Stored data entries
* * *

PR #1526, opened 2017-05-03
Dashboard fixes and tests:

marco-scoppetta:
- move Canvas mouse events handler in new module CanvasEvents
  - refactored some methods in Visualiser class to use visjs more APIs
  - added canvas-prebuilt dependecy in order to add support to jsdom and mock canvas elements
  - new visualiser tests
  - refactored addEdge method so that edges become smooth when multiple edges between same 2 nodes


grakn-dashboard/test/visualiser.test.js
```diff
@@ -62,3 +66,55 @@ test('Visualiser test \'alreadyConnected\' method', () => {
   expect(v.alreadyConnected('id-1', 'id-2', 'e')).toBeTruthy();
   expect(v.alreadyConnected('id-1', 'id-3', 'e')).toBeFalsy();
 });
+
+test('Visualiser test when deleting a node also delete all its edges', () => {
```
fppt: much happieness

PR #1528, opened 2017-05-03
Bug #13405: Ensure that all regexes are applied.

fppt:
When having multiple resource types with different regexes ensure they are all applied to the instances of those resource types.

### DIFF
--- a/grakn-graph/src/main/java/ai/grakn/graph/internal/ResourceTypeImpl.java
+++ b/grakn-graph/src/main/java/ai/grakn/graph/internal/ResourceTypeImpl.java
@@ -20,6 +20,7 @@ package ai.grakn.graph.internal;
 
 import ai.grakn.concept.Resource;
 import ai.grakn.concept.ResourceType;
+import ai.grakn.concept.TypeLabel;
 import ai.grakn.exception.InvalidConceptValueException;
 import ai.grakn.util.ErrorMessage;
 import ai.grakn.util.Schema;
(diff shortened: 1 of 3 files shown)


grakn-graph/src/main/java/ai/grakn/graph/internal/ResourceTypeImpl.java
```diff
@@ -68,6 +69,16 @@ private ResourceTypeImpl(ResourceTypeImpl resourceType){
...
 
     /**
+     * This method is overridden so that we can check that the regex of the new super type (if it has a regex)
+     * can be applied to all the existing instances.
+     */
+    @Override
+    public ResourceType<D> superType(ResourceType<D> superType){
+        checkInstancesMatchRegex(superType.getLabel(), superType.getRegex());
+        return super.superType(superType);
+    }
```
aelred: I suspect we might have a subtle bug (which existed before, to be fair):
Given we have three types `foo`, `bar`, `baz` with regexes and instances, plus `foo sub bar;`.
If we state `baz sub foo`, it will check that instances of `baz` satisfy the `foo` regex, but not `bar`.

grakn-graph/src/test/java/ai/grakn/graph/internal/ResourceTypeTest.java
```diff
@@ -80,23 +78,14 @@ public void testRegexInstance(){
...
     }
 
     @Test
-    public void checkSuper() throws Exception{
-        ResourceType<String> superConcept = graknGraph.putResourceType("super", ResourceType.DataType.STRING);
-        ResourceType<String> resourceType = graknGraph.putResourceType("resourceType", ResourceType.DataType.STRING);
-        resourceType.superType(superConcept);
-        assertThat(resourceType.superType(), instanceOf(ResourceType.class));
-        assertEquals(superConcept, resourceType.superType());
-    }
```
aelred: Was this deleted because it's redundant?

fppt: Yep

grakn-graph/src/main/java/ai/grakn/graph/internal/ResourceTypeImpl.java
fppt: Ah yes good catch.

PR #1535, opened 2017-05-04
Refactor Graql shortcut edge optimisation

aelred:
We now use a design previously used for resource indices, where we perform a "pass" over the fragments, searching for fragments that can be combined into shortcut edges.

This new approach makes the shortcut edge optimisation much more flexible - it should now be applied in nearly all cases (e.g. ternary relations, relations with resources etc.)

This will also resolve some bugs related to when relations or roles have sub-types.


aelred:
@fppt be picky

grakn-graql/src/main/java/ai/grakn/graql/internal/gremlin/fragment/OutShortcutFragment.java
```diff
@@ -0,0 +1,93 @@
...
+                VarName relation, VarName edge, VarName rolePlayer, Optional<TypeLabel> roleType,
+                Optional<TypeLabel> relationType) {
+            super(relation, rolePlayer, edge);
+            this.edge = edge;
+            this.roleType = roleType;
+            this.relationType = relationType;
+    }
+
+    @Override
+    public void applyTraversal(GraphTraversal<Vertex, Vertex> traversal) {
```
fppt: This is *very* similar to `InShortcutFragment#applyTraversal`. Specifically applying the type labels. No way to make that code common amongst the two traversals?

grakn-graql/src/main/java/ai/grakn/graql/internal/gremlin/fragment/OutShortcutFragment.java
```diff
@@ -0,0 +1,93 @@
...
+        GraphTraversal<Vertex, Edge> edgeTraversal = traversal.outE(SHORTCUT.getLabel()).as(edge.getValue());
+        applyTypeLabelToTraversal(edgeTraversal, ROLE_TYPE_LABEL, roleType);
+        applyTypeLabelToTraversal(edgeTraversal, RELATION_TYPE_LABEL, relationType);
+        edgeTraversal.otherV();
```
fppt: This is *super* pedantic but when possible `otherV` should be avoided. This is merely because in Titan's case it results in doing some extra equality checks and those checks have the *very* remote possibility of causing a read on the database if your cache has been cleared.

grakn-graql/src/main/java/ai/grakn/graql/internal/gremlin/sets/EquivalentFragmentSets.java
```diff
@@ -178,11 +176,30 @@ public static EquivalentFragmentSet regex(VarName resourceType, String regex) {
     public static void optimiseFragmentSets(
             Collection<EquivalentFragmentSet> fragmentSets, GraknGraph graph) {
 
+        // TODO: Create a real interface for these when there are more of them
+        ImmutableList<Supplier<Boolean>> optimisations = ImmutableList.of(
```
fppt: Oooo I like where you going with this.

grakn-graql/src/main/java/ai/grakn/graql/internal/gremlin/sets/ShortcutFragmentSet.java
```diff
@@ -19,24 +19,126 @@
...
+import ai.grakn.util.Schema;
 
+import java.util.Collection;
 import java.util.Optional;
 
+import static ai.grakn.graql.internal.gremlin.sets.EquivalentFragmentSets.hasDirectSubTypes;
+import static ai.grakn.graql.internal.gremlin.sets.EquivalentFragmentSets.fragmentSetOfType;
+
 /**
+ * A query can use a shortcut edge traversal when the following criteria are met:
```
fppt: Best javadocs ever.

grakn-graql/src/main/java/ai/grakn/graql/internal/gremlin/sets/ShortcutFragmentSet.java
```diff
@@ -19,24 +19,126 @@
...
+        VarName casting = castingFragmentSet.casting();
+
+        RolePlayerFragmentSet rolePlayerFragmentSet = findRolePlayerFragmentSet(fragmentSets, casting);
+
+        // Try and get type of relation
+        Optional<IsaFragmentSet> relIsaFragment = fragmentSetOfType(IsaFragmentSet.class, fragmentSets)
+                .filter(isaFragmentSet -> isaFragmentSet.instance().equals(relation))
+                .findAny();
+
+        Optional<TypeLabel> relType = relIsaFragment
```
fppt: I had to stare at this for a while before I finally understood it and even now I am still not 100% sure.

grakn-graql/src/main/java/ai/grakn/graql/internal/gremlin/sets/ShortcutFragmentSet.java
```diff
@@ -19,24 +19,126 @@
...
+        if (castingIsaFragment.isPresent() && !roleType.isPresent()) {
+            return false;
+        }
+
+        // When the meta role-type is specified, it's the same as not specifying the role at all
+        if (roleType.isPresent() && roleType.get().equals(Schema.MetaSchema.ROLE.getLabel())) {
+            roleType = Optional.empty();
+        }
+
+        // We can't use the shortcut edge in the presence of role-type hierarchies, because we don't know precisely
```
fppt: bummer and I am not sure how to do indexing on sets. If we could do that then the shortcut edges could contain all of the role/relation types

grakn-graql/src/test/java/ai/grakn/graql/internal/gremlin/GraqlMatchers.java
```diff
@@ -0,0 +1,58 @@
...
+
+import org.hamcrest.Description;
+import org.hamcrest.FeatureMatcher;
+import org.hamcrest.Matcher;
+import org.hamcrest.TypeSafeDiagnosingMatcher;
+
+import java.util.function.Function;
+import java.util.function.Predicate;
+
+/**
```
fppt: Nitpick: Bad javadocs are bad.

grakn-graql/src/test/java/ai/grakn/graql/internal/gremlin/GraqlMatchers.java
```diff
@@ -0,0 +1,58 @@
...
+ * @author Felix Chapman
+ */
+public class GraqlMatchers {
```
fppt: This whole class is a bit difficult to follow. Can you provide some context?

grakn-graql/src/test/java/ai/grakn/graql/internal/gremlin/GraqlTraversalTest.java
```diff
@@ -236,58 +223,55 @@ public void makeSureTypeIsCheckedBeforeFollowingAShortcut() {
...
 
+        // I know this is horrible, unfortunately I can't think of a better way...
+        // The issue is that some things we want to inspect are not public, mainly:
+        // 1. The variable name assigned to the casting
+        // 2. The shortcut fragment classes
+        // Both of these things should not be made public if possible, so I see this regex as the lesser evil
         assertThat(graqlTraversal, anyOf(
-                is(traversal(xShortcutY)),
-                is(traversal(yShortcutX))
+                matches("\\{\\$x-\\[shortcut:\\$.*]->\\$y}"),
```
fppt: Ewwww

grakn-graql/src/main/java/ai/grakn/graql/internal/gremlin/fragment/AbstractFragment.java
```diff
@@ -30,14 +30,15 @@
     // TODO: Find a better way to represent these values (either abstractly, or better estimates)
     static final long NUM_INSTANCES_PER_TYPE = 100;
     static final long NUM_INSTANCES_PER_SCOPE = 100;
-    static final long NUM_RELATION_PER_CASTING = 10;
-    static final long NUM_SHORTCUT_EDGES_PER_INSTANCE = 10;
+    static final long NUM_RELATIONS_PER_CASTING = 10;
```
aelred: Definitely needs to be a better method! @duckofyork is thinking about it I think.

grakn-graql/src/main/java/ai/grakn/graql/internal/gremlin/fragment/OutShortcutFragment.java
aelred: It was similar enough that PMD complained. That was part of the reason I extracted `applyTypeLabelToTraversal`. I don't think extracting any more makes sense. It would have to be a higher-order function accepting `GraphTraversal#inE`/`GraphTraversal#outE`, which I feel is overkill for when something is only duplicated once.

grakn-graql/src/main/java/ai/grakn/graql/internal/gremlin/sets/ShortcutFragmentSet.java
aelred: Is it important that these properties are indexed? I don't use these as starting points for queries like most other indexed properties.

grakn-graql/src/main/java/ai/grakn/graql/internal/gremlin/fragment/Fragments.java
```diff
@@ -168,4 +176,13 @@ public static Fragment resourceIndex(VarName start, TypeLabel typeLabel, Object
...
         return traversal.union(__.not(__.has(TYPE.name())), __.repeat(__.in(SUB.getLabel())).emit()).unfold();
     }
+
+    static String displayOptionalTypeLabel(Optional<TypeLabel> typeLabel) {
+        return typeLabel.map(label -> " " + typeLabelToString(label)).orElse("");
+    }
+
+    static void applyTypeLabelToTraversal(
+            GraphTraversal<Vertex, Edge> traversal, Schema.EdgeProperty property, Optional<TypeLabel> typeLabel) {
+        typeLabel.ifPresent(label -> traversal.has(property.name(), label.getValue()));
```
aelred: Sounds fun 👍

grakn-graql/src/main/java/ai/grakn/graql/internal/gremlin/sets/ShortcutFragmentSet.java
aelred: I've cleared it up a little now.

grakn-graql/src/test/java/ai/grakn/graql/internal/gremlin/GraqlMatchers.java
aelred: All better now!

aelred:
@fppt maybe a bit less picky

PR #1536, opened 2017-05-05
More meaningful log messages

kasper-piskorski:


grakn-graql/src/main/java/ai/grakn/graql/internal/reasoner/atom/binary/Relation.java
```diff
@@ -106,7 +106,10 @@ private Relation(Relation a) {
 
     @Override
     public String toString(){
-        return (getType() != null? getType().getLabel() : "") + getRelationPlayers().toString();
+        String relationString = (isUserDefinedName()? "$" + getVarName().getValue() + " ": " ") +
```
aelred: `VarName#toString` will already prepend the `$`, so this can just be `getVarName() + " "`.

PR #1539, opened 2017-05-08
Change meta data from strings to ints - BIG WIP

fppt:


kasper-piskorski:
Should I expect to be summoned to propagate some changes?

PR #1540, opened 2017-05-08
Fix problems when unifying castings with metaroles

kasper-piskorski:
Addresses the discuss issue:
https://discuss.grakn.ai/t/inference-kicks-in-later/284/3


grakn-graql/src/main/java/ai/grakn/graql/internal/reasoner/atom/binary/Relation.java
```diff
@@ -640,13 +640,14 @@ public void unify(Unifier mappings) {
         Set<Pair<RelationPlayer, RelationPlayer>> rolePlayerMappings = new HashSet<>();
 
         //establish compatible castings for each parent casting
-        Map<RelationPlayer, Collection<RelationPlayer>> compatibleMappings = new HashMap<>();
+        Multimap<RelationPlayer, RelationPlayer> compatibleMappings = HashMultimap.create();
```
aelred: Wonderful guava!

PR #1544, opened 2017-05-09
GraqlController INSERT support

alexandraorth:


grakn-engine/src/main/java/ai/grakn/engine/controller/GraqlController.java
```diff
@@ -95,39 +103,68 @@ public GraqlController(EngineGraknGraphFactory factory, Service spark) {
...
+    @ApiImplicitParams({
+            @ApiImplicitParam(name = KEYSPACE,    value = "Name of graph to use", required = true, dataType = "string", paramType = "query"),
+            @ApiImplicitParam(name = QUERY,       value = "Insert query to execute", required = true, dataType = "string", paramType = "body"),
+    })
+    private Json executeGraqlPOST(Request request, Response response){
+        String queryString = mandatoryBody(request);
+        String keyspace = mandatoryQueryParameter(request, KEYSPACE);
+
+        try(GraknGraph graph = factory.getGraph(keyspace, WRITE)){
+            Query<?> query = graph.graql().materialise(false).infer(false).parse(queryString);
```
aelred: What happens if the query has a syntax error or similar?

grakn-test/src/test/java/ai/grakn/test/engine/controller/GraqlControllerTest.java
```diff
@@ -70,11 +73,15 @@
...
 import static org.mockito.ArgumentMatchers.booleanThat;
+import static org.mockito.ArgumentMatchers.eq;
 import static org.mockito.Mockito.RETURNS_DEEP_STUBS;
 import static org.mockito.Mockito.mock;
+import static org.mockito.Mockito.times;
 import static org.mockito.Mockito.verify;
 import static org.mockito.Mockito.when;
 
+//TODO Run in name order until TP Bug #13730 Fixed
+@FixMethodOrder(MethodSorters.NAME_ASCENDING)
```
aelred: JUnit magic :o

grakn-test/src/test/java/ai/grakn/test/engine/controller/GraqlControllerTest.java
```diff
@@ -126,401 +133,539 @@ public static void shutdown(){
...
+    public void GETGraqlComputeWithHALType_ResponseStatusIs406(){
         String query = "compute count in person;";
-        Response response = sendMatch(query, APPLICATION_HAL);
+        Response response = sendGET(query, APPLICATION_HAL);
 
         assertThat(response.statusCode(), equalTo(406));
         assertThat(exception(response), containsString(APPLICATION_HAL));
     }
 
+    //TODO Prefix with Z to run last until TP Bug #13730 Fixed
```
aelred: ok

grakn-engine/src/main/java/ai/grakn/engine/controller/GraqlController.java
alexandraorth: There is a registered exception handler in line 94 - it will return a 400 to the client with the syntax error

grakn-engine/src/main/java/ai/grakn/engine/controller/ConceptController.java
```diff
@@ -167,7 +167,7 @@ static void validateRequest(Request request){
      */
     static String mandatoryRequestParameter(Request request, String parameter){
         return Optional.ofNullable(request.params(parameter)).orElseThrow(() ->
-                new GraknEngineServerException(400, MISSING_MANDATORY_PARAMETERS, parameter));
+                new GraknEngineServerException(400, MISSING_MANDATORY_QUERY_PARAMETERS, parameter));
```
alexandraorth: You're correct, that's a bit confusing. Should make it "request" parameters

grakn-engine/src/main/java/ai/grakn/engine/controller/GraqlController.java
```diff
@@ -95,39 +103,68 @@ public GraqlController(EngineGraknGraphFactory factory, Service spark) {
             @ApiImplicitParam(name = KEYSPACE,    value = "Name of graph to use", required = true, dataType = "string", paramType = "query"),
             @ApiImplicitParam(name = QUERY,       value = "Match query to execute", required = true, dataType = "string", paramType = "query"),
             @ApiImplicitParam(name = INFER,       value = "Should reasoner with the current query.", required = true, dataType = "boolean", paramType = "query"),
-            @ApiImplicitParam(name = MATERIALISE, value = "Should reasoner materialise results with the current query.", required = true, dataType = "boolean", paramType = "query")
```
alexandraorth: Need to add this back in.

grakn-engine/src/main/java/ai/grakn/engine/controller/GraqlController.java
marco-scoppetta: Will it also catch validation exceptions upon commit?

alexandraorth: Validation exceptions will be caught by an error handlers, yes, but they won't return their own code. Ill make that change now.

PR #1547, opened 2017-05-09
Add support for dates and date-times to Graql

aelred:


grakn-graql/src/main/java/ai/grakn/graql/internal/parser/QueryVisitor.java
```diff
@@ -726,6 +739,8 @@ private Order getOrder(TerminalNode order) {
                 return ResourceType.DataType.STRING;
             case "boolean":
                 return ResourceType.DataType.BOOLEAN;
+            case "date":
```
fppt: Just realised, instead of an ugly switch you might be able to iterate over `ResourceType.DataType.SUPPORTED_TYPES` and compare the `dataType.getText()` with the lower case of the keyset. Would also mean you would never need to worry about amending this part of code potentially.

grakn-graql/src/main/java/ai/grakn/graql/internal/pattern/property/DataTypeProperty.java
```diff
@@ -70,6 +70,8 @@ public String getProperty() {
             return "long";
         } else if (datatype == ResourceType.DataType.STRING) {
             return "string";
+        } else if (datatype == ResourceType.DataType.DATE) {
```
fppt: Same here. Might be able to iterate over the supported types.

grakn-graql/src/main/java/ai/grakn/graql/internal/query/predicate/ComparatorPredicate.java
```diff
@@ -62,6 +65,13 @@
                 value = ((Integer) value).longValue();
             }
 
+            this.originalValue = Optional.of(value);
+
+            // Convert dates to epoch time to reflect how they are stored
+            if (value instanceof LocalDateTime) {
+                value = ResourceType.DataType.DATE.getPersistenceValue((LocalDateTime) value);
```
fppt: nice you realised what `getPersistenceValue ` was for :)

aelred: Yeah! Oh, just realised: I should do this for _all_ values, not just `LocalDateTime` right?

grakn-graql/src/main/java/ai/grakn/graql/internal/parser/QueryVisitor.java
```diff
@@ -717,17 +730,6 @@ private Order getOrder(TerminalNode order) {
...
-            case "double":
-                return ResourceType.DataType.DOUBLE;
-            case "string":
-                return ResourceType.DataType.STRING;
-            case "boolean":
-                return ResourceType.DataType.BOOLEAN;
-            default:
-                throw new RuntimeException("Unrecognized datatype " + datatype.getText());
-        }
+        return QueryParser.DATA_TYPES.get(datatype.getText());
```
alexandraorth: What will happen now when the datatype is not in the map? Is this prevented by ANTLR?

aelred: It will return `null`! As long as the `DATA_TYPES` list is complete this will never happen.

I added the `throws` in the old method because there had to be a default case. I guess we could add `assert(result != null)` for the same effect here.

PR #1548, opened 2017-05-09
Optimise query plan by removing fragment with fixed cost

duckofyork:


grakn-graql/src/main/java/ai/grakn/graql/internal/gremlin/GreedyTraversalPlan.java
```diff
@@ -95,8 +95,16 @@ public static GraqlTraversal createTraversal(
...
+        Plan initialPlan = Plan.base();
+        Set<EquivalentFragmentSet> fragmentSets = query.getEquivalentFragmentSets().stream().filter(fragmentSet -> {
+            if (fragmentSet.fragments().size() == 1) {
+                Fragment fragment = fragmentSet.fragments().iterator().next();
+                if (fragment.hasFixedFragmentCost()) {
+                    return !initialPlan.tryPush(fragment);
+                }
+            }
+            return true;
+        }).collect(Collectors.toSet());
```
aelred: We should have a comment to explain what this does, or extract it to a method with a good name.

grakn-graql/src/main/java/ai/grakn/graql/internal/gremlin/fragment/Fragment.java
```diff
@@ -99,4 +99,8 @@ default boolean isStartingFragment() {
     }
 
     double fragmentCost(double previousCost);
+
+    default boolean hasFixedFragmentCost() {
+        return false;
+    }
```
aelred: I know I'm being a hypocrite, since the method above doesn't have it - but we should put some Javadoc for this method :P

duckofyork:
please retest this please

PR #1549, opened 2017-05-09
Add a jUnit RunListener to measure time for each test

bolerio:
The listener creates a CSV file under grakn-test/test-timings.csv which contains for each package, class, method name, the time it took to run it. It only records successful tests. 

To make it work without falling into a circular dependency issue, the surefire maven plugin configuration was moved from the main pom.xml to the grakn-test pom.xml.


grakn-test/pom.xml
```diff
@@ -198,6 +197,23 @@
     <build>
         <plugins>
             <plugin>
+                <groupId>org.apache.maven.plugins</groupId>
+                <artifactId>maven-surefire-plugin</artifactId>
+                <version>2.19.1</version>
+                <configuration>
+                    <systemProperties>
+                        <logback.configurationFile>${main.basedir}/conf/test/logback-test.xml</logback.configurationFile>
```
alexandraorth: This is how we specify the logback file in the other poms: 
`<logback.configurationFile>../conf/test/logback-test.xml</logback.configurationFile>`

bolerio: I have this in the surefire plugin properties: 
`<logback.configurationFile>${main.basedir}/conf/test/logback-test.xml</logback.configurationFile>`

alexandraorth: Could it be using the wrong `${main.basedir}`? Maybe the base dir of the test package instead of the room folder?

bolerio: It's define as `<main.basedir>${project.parent.basedir}</main.basedir>`

PR #349, opened 2023-03-03
initial cut of CLI generation

ahl:
This is a prototype feature, not ready to be released, but I'd rather have it in the repo than maintaining it in a branch. It shouldn't impact consumers that don't explicitly use it.

Closes https://github.com/oxidecomputer/oxide-sdk-and-cli/issues/46

cc: @david-crespo, @zephraph, @karencfv


progenitor-impl/src/cli.rs
```diff
@@ -0,0 +1,482 @@
...
+
+            quote! {
+                #(
+                    .arg(#body_arg)
+                )*
+            }
+        });
+
+        // TODO parameter for body as input json (--body-input?)
+        // TODO parameter to output a body template (--body-template?)
```
karencfv, line 279: By body template do you mean a table?

karencfv (commented):
woohoo!!!! 🎉 Thanks for working on this!

progenitor-impl/src/cli.rs
```diff
@@ -0,0 +1,482 @@
...
+            };
+
+            quote! {
+                #(
+                    .arg(#body_arg)
+                )*
+            }
+        });
+
+        // TODO parameter for body as input json (--body-input?)
```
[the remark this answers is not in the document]
david-crespo: I suspect _we_ need it in the first iteration of the CLI at least as much as the customer would.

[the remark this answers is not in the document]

* * *

▸ WHAT TO WORK ON:
Go through the records from the first line and copy each one exactly, ending after the line that contains "Bug #13405: Ensure". Give nothing else.

▸ RESULT OF THIS TASK:
PR #1526, opened 2017-05-03
Dashboard fixes and tests:

marco-scoppetta:
- move Canvas mouse events handler in new module CanvasEvents
  - refactored some methods in Visualiser class to use visjs more APIs
  - added canvas-prebuilt dependecy in order to add support to jsdom and mock canvas elements
  - new visualiser tests
  - refactored addEdge method so that edges become smooth when multiple edges between same 2 nodes


grakn-dashboard/test/visualiser.test.js
```diff
@@ -62,3 +66,55 @@ test('Visualiser test \'alreadyConnected\' method', () => {
   expect(v.alreadyConnected('id-1', 'id-2', 'e')).toBeTruthy();
   expect(v.alreadyConnected('id-1', 'id-3', 'e')).toBeFalsy();
 });
+
+test('Visualiser test when deleting a node also delete all its edges', () => {
```
fppt: much happieness

PR #1528, opened 2017-05-03
Bug #13405: Ensure that all regexes are applied.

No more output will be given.